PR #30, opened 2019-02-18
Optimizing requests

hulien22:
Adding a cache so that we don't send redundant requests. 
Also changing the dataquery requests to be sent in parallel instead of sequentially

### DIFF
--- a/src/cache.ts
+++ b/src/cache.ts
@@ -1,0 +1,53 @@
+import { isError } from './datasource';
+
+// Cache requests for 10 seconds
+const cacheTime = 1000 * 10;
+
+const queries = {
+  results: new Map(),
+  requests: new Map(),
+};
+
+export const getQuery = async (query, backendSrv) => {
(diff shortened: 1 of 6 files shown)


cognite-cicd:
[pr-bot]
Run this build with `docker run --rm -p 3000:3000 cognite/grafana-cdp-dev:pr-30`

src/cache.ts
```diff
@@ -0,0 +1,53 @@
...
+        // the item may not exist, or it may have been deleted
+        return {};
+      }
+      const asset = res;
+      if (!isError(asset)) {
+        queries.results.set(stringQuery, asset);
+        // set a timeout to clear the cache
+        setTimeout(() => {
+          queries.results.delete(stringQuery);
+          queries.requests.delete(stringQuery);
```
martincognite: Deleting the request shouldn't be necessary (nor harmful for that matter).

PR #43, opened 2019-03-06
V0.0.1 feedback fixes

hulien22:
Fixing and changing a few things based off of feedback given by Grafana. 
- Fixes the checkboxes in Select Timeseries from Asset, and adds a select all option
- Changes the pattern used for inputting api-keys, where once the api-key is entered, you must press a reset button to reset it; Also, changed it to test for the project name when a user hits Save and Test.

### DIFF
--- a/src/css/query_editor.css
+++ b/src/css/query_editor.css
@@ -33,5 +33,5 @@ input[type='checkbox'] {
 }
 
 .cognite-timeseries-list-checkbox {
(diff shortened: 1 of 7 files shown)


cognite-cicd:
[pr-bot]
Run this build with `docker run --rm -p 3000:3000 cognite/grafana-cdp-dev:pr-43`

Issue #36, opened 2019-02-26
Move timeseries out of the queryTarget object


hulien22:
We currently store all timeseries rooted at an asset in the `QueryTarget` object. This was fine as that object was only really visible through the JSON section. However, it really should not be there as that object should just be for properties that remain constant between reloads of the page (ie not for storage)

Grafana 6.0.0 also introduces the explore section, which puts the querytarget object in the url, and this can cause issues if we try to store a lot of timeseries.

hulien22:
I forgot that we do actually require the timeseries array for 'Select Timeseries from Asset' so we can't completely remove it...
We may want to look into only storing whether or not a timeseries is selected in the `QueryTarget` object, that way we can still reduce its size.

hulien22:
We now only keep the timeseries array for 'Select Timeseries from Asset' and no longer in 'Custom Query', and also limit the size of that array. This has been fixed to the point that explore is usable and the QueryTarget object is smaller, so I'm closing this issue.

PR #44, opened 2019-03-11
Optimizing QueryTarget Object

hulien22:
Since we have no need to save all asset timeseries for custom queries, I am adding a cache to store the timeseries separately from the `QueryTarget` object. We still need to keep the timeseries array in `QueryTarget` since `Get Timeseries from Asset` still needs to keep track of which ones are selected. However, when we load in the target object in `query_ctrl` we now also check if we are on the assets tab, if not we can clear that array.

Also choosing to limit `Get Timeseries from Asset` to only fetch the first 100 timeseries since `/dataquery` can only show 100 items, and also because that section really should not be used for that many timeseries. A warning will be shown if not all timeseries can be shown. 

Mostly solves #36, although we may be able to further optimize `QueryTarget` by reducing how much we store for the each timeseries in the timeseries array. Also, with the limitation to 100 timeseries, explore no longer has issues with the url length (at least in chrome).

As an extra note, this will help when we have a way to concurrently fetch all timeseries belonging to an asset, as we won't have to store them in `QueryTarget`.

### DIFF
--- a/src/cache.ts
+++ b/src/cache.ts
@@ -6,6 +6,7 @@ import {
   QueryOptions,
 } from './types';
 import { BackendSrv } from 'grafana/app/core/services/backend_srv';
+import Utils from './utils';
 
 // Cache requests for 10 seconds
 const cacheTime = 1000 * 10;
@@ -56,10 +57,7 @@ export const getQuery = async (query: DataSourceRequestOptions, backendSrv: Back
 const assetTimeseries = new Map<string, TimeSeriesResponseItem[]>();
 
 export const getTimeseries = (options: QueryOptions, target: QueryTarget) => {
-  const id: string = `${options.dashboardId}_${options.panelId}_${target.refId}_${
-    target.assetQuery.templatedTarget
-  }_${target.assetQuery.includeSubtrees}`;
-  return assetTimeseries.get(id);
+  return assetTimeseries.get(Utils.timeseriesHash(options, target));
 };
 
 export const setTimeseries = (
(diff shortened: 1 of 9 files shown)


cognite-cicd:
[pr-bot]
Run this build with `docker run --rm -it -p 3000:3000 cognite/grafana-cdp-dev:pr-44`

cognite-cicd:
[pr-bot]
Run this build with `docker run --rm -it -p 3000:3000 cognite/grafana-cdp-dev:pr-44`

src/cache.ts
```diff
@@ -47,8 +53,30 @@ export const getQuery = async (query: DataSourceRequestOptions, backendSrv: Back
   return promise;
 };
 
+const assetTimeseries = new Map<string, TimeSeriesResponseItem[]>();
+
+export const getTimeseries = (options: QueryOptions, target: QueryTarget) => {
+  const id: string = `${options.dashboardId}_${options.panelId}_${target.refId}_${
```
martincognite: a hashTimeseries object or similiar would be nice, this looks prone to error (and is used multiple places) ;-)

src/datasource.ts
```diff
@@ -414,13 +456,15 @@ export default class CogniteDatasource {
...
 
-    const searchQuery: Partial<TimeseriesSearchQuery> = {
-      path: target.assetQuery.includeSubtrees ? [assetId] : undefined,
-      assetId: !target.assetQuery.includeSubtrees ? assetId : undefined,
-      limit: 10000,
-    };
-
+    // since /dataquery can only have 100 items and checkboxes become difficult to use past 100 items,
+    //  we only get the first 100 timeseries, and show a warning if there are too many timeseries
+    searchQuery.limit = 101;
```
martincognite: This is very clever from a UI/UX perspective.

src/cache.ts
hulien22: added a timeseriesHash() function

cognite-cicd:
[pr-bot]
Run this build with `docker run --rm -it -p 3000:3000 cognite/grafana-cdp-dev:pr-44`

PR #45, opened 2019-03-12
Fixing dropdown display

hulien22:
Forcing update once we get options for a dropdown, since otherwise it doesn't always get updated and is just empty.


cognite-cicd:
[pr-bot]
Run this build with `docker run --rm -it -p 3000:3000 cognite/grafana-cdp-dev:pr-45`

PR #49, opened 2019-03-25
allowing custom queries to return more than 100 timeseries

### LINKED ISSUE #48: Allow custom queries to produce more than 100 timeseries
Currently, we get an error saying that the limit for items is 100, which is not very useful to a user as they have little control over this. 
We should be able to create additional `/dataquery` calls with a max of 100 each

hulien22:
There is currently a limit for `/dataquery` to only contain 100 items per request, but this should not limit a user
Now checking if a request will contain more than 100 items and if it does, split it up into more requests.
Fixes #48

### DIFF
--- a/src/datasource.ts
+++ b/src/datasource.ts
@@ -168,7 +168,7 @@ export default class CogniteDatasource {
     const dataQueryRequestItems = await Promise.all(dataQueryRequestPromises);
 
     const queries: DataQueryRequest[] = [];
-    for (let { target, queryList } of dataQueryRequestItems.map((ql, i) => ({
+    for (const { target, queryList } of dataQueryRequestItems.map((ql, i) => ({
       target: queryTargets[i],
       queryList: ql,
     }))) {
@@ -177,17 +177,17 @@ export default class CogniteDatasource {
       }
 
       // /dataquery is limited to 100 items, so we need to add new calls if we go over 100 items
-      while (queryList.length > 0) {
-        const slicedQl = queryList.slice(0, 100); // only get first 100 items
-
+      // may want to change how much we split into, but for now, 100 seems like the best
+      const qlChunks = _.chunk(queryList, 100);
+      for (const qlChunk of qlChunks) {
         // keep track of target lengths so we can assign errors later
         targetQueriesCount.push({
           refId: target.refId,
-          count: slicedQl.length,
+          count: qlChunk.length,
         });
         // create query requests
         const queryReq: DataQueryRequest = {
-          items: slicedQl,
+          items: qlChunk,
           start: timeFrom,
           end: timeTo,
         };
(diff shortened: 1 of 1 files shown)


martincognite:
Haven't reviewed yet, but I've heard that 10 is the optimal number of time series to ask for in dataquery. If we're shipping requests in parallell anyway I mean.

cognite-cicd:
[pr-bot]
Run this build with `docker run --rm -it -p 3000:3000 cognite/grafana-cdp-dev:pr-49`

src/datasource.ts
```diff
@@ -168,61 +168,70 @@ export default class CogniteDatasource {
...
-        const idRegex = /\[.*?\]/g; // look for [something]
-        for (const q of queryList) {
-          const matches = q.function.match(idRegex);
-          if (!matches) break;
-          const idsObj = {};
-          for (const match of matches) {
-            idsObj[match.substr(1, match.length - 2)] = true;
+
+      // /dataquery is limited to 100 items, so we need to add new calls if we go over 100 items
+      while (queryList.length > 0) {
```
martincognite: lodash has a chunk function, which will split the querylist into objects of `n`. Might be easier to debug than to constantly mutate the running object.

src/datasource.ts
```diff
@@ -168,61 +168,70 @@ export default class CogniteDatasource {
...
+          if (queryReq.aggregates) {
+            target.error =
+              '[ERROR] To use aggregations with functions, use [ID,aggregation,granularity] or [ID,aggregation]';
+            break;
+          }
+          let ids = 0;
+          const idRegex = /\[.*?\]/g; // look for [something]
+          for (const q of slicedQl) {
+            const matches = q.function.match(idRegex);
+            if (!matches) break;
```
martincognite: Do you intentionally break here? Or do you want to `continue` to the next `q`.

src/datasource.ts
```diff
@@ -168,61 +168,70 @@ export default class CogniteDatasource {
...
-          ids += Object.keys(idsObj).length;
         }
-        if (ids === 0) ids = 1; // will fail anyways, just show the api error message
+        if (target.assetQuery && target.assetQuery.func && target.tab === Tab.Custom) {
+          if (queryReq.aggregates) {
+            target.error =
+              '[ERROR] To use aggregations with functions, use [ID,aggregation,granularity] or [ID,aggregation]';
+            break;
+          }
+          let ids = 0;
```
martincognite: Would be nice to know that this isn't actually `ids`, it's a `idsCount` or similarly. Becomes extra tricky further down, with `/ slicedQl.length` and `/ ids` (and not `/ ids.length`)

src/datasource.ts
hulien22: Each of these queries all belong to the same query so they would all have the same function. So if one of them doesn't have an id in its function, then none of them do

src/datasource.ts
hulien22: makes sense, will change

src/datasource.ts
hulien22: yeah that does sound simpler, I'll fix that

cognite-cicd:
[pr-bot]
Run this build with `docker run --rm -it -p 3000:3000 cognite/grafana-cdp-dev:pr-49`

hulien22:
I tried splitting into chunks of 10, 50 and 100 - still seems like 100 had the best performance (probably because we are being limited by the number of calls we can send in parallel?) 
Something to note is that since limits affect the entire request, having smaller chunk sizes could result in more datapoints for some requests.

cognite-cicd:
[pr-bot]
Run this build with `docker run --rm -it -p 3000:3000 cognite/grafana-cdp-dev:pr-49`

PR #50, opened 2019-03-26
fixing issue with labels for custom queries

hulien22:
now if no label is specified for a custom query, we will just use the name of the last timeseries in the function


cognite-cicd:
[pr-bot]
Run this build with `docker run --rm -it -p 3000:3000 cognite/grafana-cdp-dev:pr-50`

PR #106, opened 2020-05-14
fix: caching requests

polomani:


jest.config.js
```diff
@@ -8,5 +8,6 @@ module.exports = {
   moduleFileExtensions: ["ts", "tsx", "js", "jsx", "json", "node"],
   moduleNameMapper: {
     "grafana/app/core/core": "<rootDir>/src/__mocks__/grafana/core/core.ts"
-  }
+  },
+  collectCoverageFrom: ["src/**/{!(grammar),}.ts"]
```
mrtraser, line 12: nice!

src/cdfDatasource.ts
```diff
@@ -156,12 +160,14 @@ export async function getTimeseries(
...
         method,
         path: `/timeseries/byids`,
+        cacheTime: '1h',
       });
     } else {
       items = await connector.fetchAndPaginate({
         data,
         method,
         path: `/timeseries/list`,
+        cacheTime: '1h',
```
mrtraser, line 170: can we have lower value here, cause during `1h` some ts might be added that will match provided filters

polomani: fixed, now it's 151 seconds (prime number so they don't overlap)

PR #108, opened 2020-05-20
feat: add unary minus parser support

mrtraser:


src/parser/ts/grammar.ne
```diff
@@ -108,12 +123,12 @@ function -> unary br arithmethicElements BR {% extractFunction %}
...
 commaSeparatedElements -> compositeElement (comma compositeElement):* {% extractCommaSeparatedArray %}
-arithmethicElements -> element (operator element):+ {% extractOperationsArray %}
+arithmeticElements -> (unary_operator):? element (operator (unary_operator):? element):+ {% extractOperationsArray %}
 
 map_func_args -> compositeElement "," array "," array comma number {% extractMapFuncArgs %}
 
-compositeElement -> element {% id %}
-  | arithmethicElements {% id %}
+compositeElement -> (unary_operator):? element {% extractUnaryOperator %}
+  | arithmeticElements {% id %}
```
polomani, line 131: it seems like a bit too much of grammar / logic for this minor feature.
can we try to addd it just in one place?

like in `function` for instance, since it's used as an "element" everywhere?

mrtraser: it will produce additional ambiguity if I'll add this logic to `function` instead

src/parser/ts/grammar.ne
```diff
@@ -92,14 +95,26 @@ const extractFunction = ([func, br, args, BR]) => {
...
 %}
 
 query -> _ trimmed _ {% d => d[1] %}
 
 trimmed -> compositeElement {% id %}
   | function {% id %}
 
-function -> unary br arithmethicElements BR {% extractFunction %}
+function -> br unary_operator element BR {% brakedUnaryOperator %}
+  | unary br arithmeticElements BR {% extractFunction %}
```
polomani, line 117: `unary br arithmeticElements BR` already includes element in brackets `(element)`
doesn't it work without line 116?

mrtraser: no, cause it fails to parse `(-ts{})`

◇ ◇ ◇

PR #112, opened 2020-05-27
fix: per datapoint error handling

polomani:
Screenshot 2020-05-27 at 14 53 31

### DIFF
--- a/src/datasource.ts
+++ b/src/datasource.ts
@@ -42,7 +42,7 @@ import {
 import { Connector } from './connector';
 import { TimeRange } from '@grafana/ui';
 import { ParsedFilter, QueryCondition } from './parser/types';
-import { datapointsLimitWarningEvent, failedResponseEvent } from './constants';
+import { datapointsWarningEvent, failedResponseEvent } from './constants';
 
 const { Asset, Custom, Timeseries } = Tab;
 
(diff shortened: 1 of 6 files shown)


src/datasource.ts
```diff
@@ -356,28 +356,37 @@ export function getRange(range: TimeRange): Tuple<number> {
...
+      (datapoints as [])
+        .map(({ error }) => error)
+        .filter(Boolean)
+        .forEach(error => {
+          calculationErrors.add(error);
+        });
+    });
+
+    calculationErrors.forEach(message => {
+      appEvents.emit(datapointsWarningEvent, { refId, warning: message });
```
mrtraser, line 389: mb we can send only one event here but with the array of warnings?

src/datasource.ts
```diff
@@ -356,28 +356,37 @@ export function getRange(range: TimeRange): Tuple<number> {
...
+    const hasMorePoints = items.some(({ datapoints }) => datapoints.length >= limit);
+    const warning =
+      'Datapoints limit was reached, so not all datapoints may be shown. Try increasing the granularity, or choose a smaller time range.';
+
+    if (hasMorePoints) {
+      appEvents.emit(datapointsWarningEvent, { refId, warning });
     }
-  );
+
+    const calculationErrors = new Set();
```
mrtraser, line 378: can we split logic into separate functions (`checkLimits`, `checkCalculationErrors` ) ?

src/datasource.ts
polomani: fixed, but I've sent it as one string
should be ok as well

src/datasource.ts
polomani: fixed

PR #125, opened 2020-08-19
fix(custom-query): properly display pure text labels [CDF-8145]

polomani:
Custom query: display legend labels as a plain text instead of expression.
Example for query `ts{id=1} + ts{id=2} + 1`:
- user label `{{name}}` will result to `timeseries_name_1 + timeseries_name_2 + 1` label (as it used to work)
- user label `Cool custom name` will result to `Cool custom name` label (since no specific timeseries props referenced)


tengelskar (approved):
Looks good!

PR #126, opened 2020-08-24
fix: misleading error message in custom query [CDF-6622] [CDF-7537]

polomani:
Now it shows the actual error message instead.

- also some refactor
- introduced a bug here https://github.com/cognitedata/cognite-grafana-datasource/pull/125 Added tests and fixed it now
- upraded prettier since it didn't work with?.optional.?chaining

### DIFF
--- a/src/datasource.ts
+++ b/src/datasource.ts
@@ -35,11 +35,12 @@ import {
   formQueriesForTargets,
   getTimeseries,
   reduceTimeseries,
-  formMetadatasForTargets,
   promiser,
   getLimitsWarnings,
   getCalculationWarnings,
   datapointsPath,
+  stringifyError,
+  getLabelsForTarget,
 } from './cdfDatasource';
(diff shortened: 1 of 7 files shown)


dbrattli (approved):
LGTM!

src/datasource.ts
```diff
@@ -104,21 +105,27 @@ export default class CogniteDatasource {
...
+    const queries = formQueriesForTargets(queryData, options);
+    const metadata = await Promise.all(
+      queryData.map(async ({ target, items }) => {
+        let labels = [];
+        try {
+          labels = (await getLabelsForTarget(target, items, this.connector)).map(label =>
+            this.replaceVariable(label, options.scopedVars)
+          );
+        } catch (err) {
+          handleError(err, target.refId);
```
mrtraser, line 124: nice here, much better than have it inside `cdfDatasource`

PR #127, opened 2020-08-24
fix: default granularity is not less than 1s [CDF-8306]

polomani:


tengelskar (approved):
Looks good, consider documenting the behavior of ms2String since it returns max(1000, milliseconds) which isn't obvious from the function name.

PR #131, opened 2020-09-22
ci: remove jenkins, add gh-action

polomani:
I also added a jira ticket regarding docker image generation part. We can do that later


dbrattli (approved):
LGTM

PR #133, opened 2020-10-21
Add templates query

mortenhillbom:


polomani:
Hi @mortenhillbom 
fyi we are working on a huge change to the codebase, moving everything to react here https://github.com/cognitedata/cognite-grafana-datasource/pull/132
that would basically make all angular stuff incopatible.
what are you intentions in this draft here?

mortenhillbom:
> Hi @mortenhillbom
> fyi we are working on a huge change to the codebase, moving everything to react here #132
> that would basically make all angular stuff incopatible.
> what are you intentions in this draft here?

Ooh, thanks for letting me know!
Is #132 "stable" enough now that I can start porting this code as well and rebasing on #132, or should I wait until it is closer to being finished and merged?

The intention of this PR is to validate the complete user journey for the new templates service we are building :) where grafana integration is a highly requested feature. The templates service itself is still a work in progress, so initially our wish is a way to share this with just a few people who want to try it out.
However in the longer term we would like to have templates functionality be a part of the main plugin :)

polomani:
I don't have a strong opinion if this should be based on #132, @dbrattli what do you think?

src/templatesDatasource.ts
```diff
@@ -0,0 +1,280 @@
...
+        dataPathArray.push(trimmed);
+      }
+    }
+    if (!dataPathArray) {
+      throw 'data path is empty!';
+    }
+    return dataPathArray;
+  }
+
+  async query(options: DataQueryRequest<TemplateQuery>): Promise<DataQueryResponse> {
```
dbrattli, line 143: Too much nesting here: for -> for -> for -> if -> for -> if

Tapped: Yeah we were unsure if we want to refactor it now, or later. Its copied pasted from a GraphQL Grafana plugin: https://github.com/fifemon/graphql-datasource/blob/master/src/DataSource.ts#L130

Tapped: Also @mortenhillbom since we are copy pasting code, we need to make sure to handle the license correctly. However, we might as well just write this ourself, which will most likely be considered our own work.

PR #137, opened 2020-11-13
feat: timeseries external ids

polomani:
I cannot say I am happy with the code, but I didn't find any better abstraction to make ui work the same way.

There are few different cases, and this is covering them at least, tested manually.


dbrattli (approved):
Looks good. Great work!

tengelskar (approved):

◇ ◇ ◇

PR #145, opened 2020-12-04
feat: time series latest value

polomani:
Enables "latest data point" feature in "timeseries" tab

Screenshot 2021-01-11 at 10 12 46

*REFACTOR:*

◇ ◇ ◇

### ASSIGNMENT
Tell me how many lines in the entries contain the string "import", and give nothing besides that number.

### WRITTEN ANSWER
11